Defending against adversarial attacks DNNs are used in more than 90% of the methods for classifying real videos from fake ones. Studies have demonstrated that adversarial noise attacks are effective against DNNs. The above-mentioned DNN-based detection algorithms are vulnerable to adversarial noise attacks, and limited research has evaluated their performance against adversarial noise attacks. Most existing models have not been evaluated for their resistance to adverse noise attacks. So, there is an opportunity to develop deepfake detectors that are more resistant to changes made by adversaries (Hou et al. 2021; Rao et al. 2021; Neekhara et al. 2021).

Integration of deepfake detection methods into social media Current deepfake video detection methods are less productive in real-time scenarios (Yu et al. 2021). Therefore, another research direction is to integrate detection methods into distribution platforms such as social media to increase their effectiveness in dealing with the widespread impact of deepfakes.

9.1 Summary of future opportunities

This section summarises potential future directions that researchers who are already working in the field of deepfake technology or who aspire to work there in the future can investigate:

  • Researchers haven’t paid much attention to computational complexity, which offers another area with the potential for efficient deepfake detection. Specifically, computational time has been neglected in the literature. Improvements in computational time can be studied for real-time applications.

  • Hybrid methods have not been substantially explored or employed in deepfake video detection. Hybrid methods have the potential to provide excellent classification accuracy for real-time fake video detection.

  • An existing deepfake detection model could be very useful if the results could be reproducible. This could be done by giving the research community access to large public datasets, experimental setups, and open-source tools and codes. It will help show real progress in the field by keeping people from overestimating how well things are going.

10 Conclusion

Deepfake technology and social media make it easier to spread fake content. Addressing this problem is very important because people’s confidence in media content is decreasing due to deepfakes, as seeing them does not guarantee trust. The progression of deepfake technology increases the risk of spreading false information, which directly compromises the trustworthiness of news, information, and interpersonal exchanges.
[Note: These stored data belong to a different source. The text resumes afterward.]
PR #14, opened 2020-12-03
Migrate registry build tools over from devfile/registry

johnmcollier:

Migrates the existing build scripts and Dockerfile from https://github.com/devfile/registry to this repository. No functional changes were made to the build tools, just a small change to allow the registry folder to be specified. Once this PR is merged, I'll remove the build tools from the registry repo.

The build tools are still relatively simplistic, but we can make further, centralized improvements to them in this repository now (under the `build-tools` folder), rather than on a per-registry basis.

N/A

**PR acceptance criteria**:
N/A

1. Git clone this repository and devfile/registry
2. cd to `build-tools` in this repository
3. run `./build.sh <path-to-cloned-devfile/registry>`

Build should succeed and produce a devfile index container image.

### DIFF
--- a/build-tools/build.sh
+++ b/build-tools/build.sh
@@ -9,12 +9,12 @@
 
 #!/bin/sh
 
-buildToolsFolder="$(basename "$(dirname "$0")")"
+buildToolsFolder="$(dirname "$0")"
 generatorFolder=$buildToolsFolder/../index/generator
 
 display_usage() { 
   echo "A devfile registry repository folder must be passed in as an argument" 
-  echo "usage: ./build.sh <path-to-registry-repository-folder>" 
+  echo "usage: build.sh <path-to-registry-repository-folder>" 
 } 
 
 # Check if a registry repository folder was passed in, if not, exit
@@ -24,11 +24,12 @@ if [ $# -ne 1 ]; then
   exit 1
 fi
 
+cd $generatorFolder
+
 # Build the index generator/validator
 echo "Building index-generator tool"
-cd $generatorFolder
 ./build.sh
-if [ ! $? -eq 0 ]; then
+if [ $? -ne 0 ]; then
   echo "Failed to build index-generator tool"
   exit 1
 fi
@@ -39,7 +40,7 @@ cd "$OLDPWD"
 # Run the index generator tool
 echo "Generate the devfile registry index"
 $generatorFolder/index-generator $registryFolder/stacks $registryFolder/index.json
-if [ ! $? -eq 0 ]; then
+if [ $? -ne 0 ]; then
   echo "Failed to build the devfile registry index"
   exit 1
 fi
@@ -48,7 +49,7 @@ echo -e "Successfully built the devfile registry index\n"
 # Build the Docker image containing the devfile stacks and index.json
 echo "Building the devfile registry index container"
 docker build -t devfile-index -f $buildToolsFolder/Dockerfile $registryFolder
-if [ ! $? -eq 0 ]; then
+if [ $? -ne 0 ]; then
   echo "Failed to build the devfile registry index container"
   exit 1
 fi
--- a/build-tools/build.sh
+++ b/build-tools/build.sh
@@ -1,0 +1,56 @@
+#
+# Copyright (c) 2020 Red Hat, Inc.
+# This program and the accompanying materials are made
+# available under the terms of the Eclipse Public License 2.0
+# which is available at https://www.eclipse.org/legal/epl-2.0/
+#
+# SPDX-License-Identifier: EPL-2.0
+#
+
+#!/bin/sh
+
+buildToolsFolder="$(basename "$(dirname "$0")")"
+generatorFolder=$buildToolsFolder/../index/generator
+
+display_usage() { 
+  echo "A devfile registry repository folder must be passed in as an argument" 
+  echo "usage: ./build.sh <path-to-registry-repository-folder>" 
+} 
+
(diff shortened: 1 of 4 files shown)


build-tools/build.sh
```diff
@@ -0,0 +1,56 @@
...
+if [ $# -ne 1 ]; then
+  display_usage
+  exit 1
+fi
+
+# Build the index generator/validator
+echo "Building index-generator tool"
+cd $generatorFolder
+./build.sh
+if [ ! $? -eq 0 ]; then
```
GeekArthur, line 31: Nit: can directly use `if [ $? -ne 0]; then`

build-tools/build.sh
```diff
@@ -0,0 +1,56 @@
...
+  exit 1
+fi
+echo -e "Successfully built the index-generator tool\n"
+
+cd "$OLDPWD"
+
+# Run the index generator tool
+echo "Generate the devfile registry index"
+$generatorFolder/index-generator $registryFolder/stacks $registryFolder/index.json
+if [ ! $? -eq 0 ]; then
```
GeekArthur, line 42: Nit: can directly use `if [ $? -ne 0]; then`

build-tools/build.sh
```diff
@@ -0,0 +1,56 @@
...
+  echo "Failed to build the devfile registry index"
+  exit 1
+fi
+echo -e "Successfully built the devfile registry index\n"
+
+# Build the Docker image containing the devfile stacks and index.json
+echo "Building the devfile registry index container"
+docker build -t devfile-index -f $buildToolsFolder/Dockerfile $registryFolder
+if [ ! $? -eq 0 ]; then
```
GeekArthur, line 51: Nit: can directly use `if [ $? -ne 0]; then`

build-tools/build.sh
```diff
@@ -0,0 +1,56 @@
...
+# This program and the accompanying materials are made
+# available under the terms of the Eclipse Public License 2.0
+# which is available at https://www.eclipse.org/legal/epl-2.0/
+#
+# SPDX-License-Identifier: EPL-2.0
+#
+
+#!/bin/sh
+
+buildToolsFolder="$(basename "$(dirname "$0")")"
```
GeekArthur, line 12: I think we can just use `"$(dirname "$0")"` then buildToolsFolder will store the absolute path of build tools folder instead of relative path of build tools folder, using absolute path can ensure user can run the build script anywhere. (relative path only support user run build script in registry-support repo).

build-tools/build.sh
```diff
@@ -0,0 +1,56 @@
...
+# Check if a registry repository folder was passed in, if not, exit
+registryFolder=$1
+if [ $# -ne 1 ]; then
+  display_usage
+  exit 1
+fi
+
+# Build the index generator/validator
+echo "Building index-generator tool"
+cd $generatorFolder
```
GeekArthur, line 29: I think we can specify the generator build script and generator binary path at the beginning of this script as global variable, then we don't need to switch directory back and forth by using `cd <path>` + `cd "$OLDPWD"` way, it's also better for readability and maintainability I think.

build-tools/build.sh
```diff
@@ -0,0 +1,56 @@
...
+#
+
+#!/bin/sh
+
+buildToolsFolder="$(basename "$(dirname "$0")")"
+generatorFolder=$buildToolsFolder/../index/generator
+
+display_usage() { 
+  echo "A devfile registry repository folder must be passed in as an argument" 
+  echo "usage: ./build.sh <path-to-registry-repository-folder>"
```
GeekArthur, line 17: IMO, probably we can remove the part of path specify: `./` as the script can be run anywhere, so the usage would be `echo "usage: build.sh <path-to-registry-repository-folder>" `

GeekArthur (changes requested):

build-tools/build.sh
johnmcollier: Good catch 👍

build-tools/build.sh
johnmcollier: So, I tried to do that initially when I wrote the script, but the index generator build doesn't support being run outside of its own directory:
```
Johns-MacBook-Pro-3:registry-support johncollier$ index/generator/build.sh 
build flag -mod=vendor only valid when using modules
```

build-tools/build.sh
johnmcollier: 👍

build-tools/build.sh
johnmcollier: Updated.

build-tools/build.sh
johnmcollier: Updated.

build-tools/build.sh
johnmcollier: Updated

build-tools/build.sh
johnmcollier: Updated.

build-tools/build.sh
johnmcollier: Updated.

johnmcollier:
@GeekArthur Thanks for the review. Review comments addressed, see my note about the index generator build.

build-tools/build.sh
GeekArthur: Yeah, I think so, we have to inside the package dir to build go module, then sounds like we have to move the same thing (cd <path> + cd "$OLDPWD") to index generator build.sh. Given that I think we can keep the existing code.

GeekArthur (approved):
Thanks for making the changes, LGTM!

We presented a brief overview of deepfake generation techniques and a detailed analysis of current deepfake video detection methods and their vulnerabilities. As a new research topic, there is a battleground between the two sides of deepfake technologies: opponents (deepfake generation methods) and defenders (deepfake detection methods). The competition between these two parties provides new opportunities that can help identify research questions, research trends, and directions in deepfake video detection. Since there is no indication that the development of deepfake technology will be slowed down, academics and government officials should discuss and resist this destructive technology. Researchers, policymakers, and technology experts should come forward to devise comprehensive strategies for mitigating the impact of deepfakes. To help researchers and practitioners working in this rapidly growing and expanding field, this survey paper has highlighted many important research issues that need to be examined.